=== Records to process ===

PR #60, opened 2020-07-23
Refactoring atlas generation for automatic update of atlases

vigji:
* Refactoring atlas generation code in script-like functions, for easy call from a global script;
* Adding option for supplementary references (in fish there's 2-3 different transgenic ines people use for morphing); what should be the name? "secondary_references"? "supplementary_references"? "additional_references"?


adamltyson:
> what should be the name? "secondary_references"? "supplementary_references"? "additional_references"?

Don't think it matters too much, but I like "additional_references"

vigji:
good!

FedeClaudi:
Are we happy with the mesh generation code? Would it be wort looking into options like [this](https://github.com/nschloe/optimesh) to improve smoothing?

vigji:
You are the expert there :D

vigji:
@FedeClaudi I had a first superficial try of optimesh and was not really working great for my mesh, the result had broken normals and it was also taking a long time...have you already used it? It is not very documented, maybe I am just using it wrongly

===

Action item: Keep only the lines from the one containing "Don't think it" through the final line of the records, and transcribe them exactly.

Answer to the exercise:
Don't think it matters too much, but I like "additional_references"

vigji:
good!

FedeClaudi:
Are we happy with the mesh generation code? Would it be wort looking into options like [this](https://github.com/nschloe/optimesh) to improve smoothing?

vigji:
You are the expert there :D

vigji:
@FedeClaudi I had a first superficial try of optimesh and was not really working great for my mesh, the result had broken normals and it was also taking a long time...have you already used it? It is not very documented, maybe I am just using it wrongly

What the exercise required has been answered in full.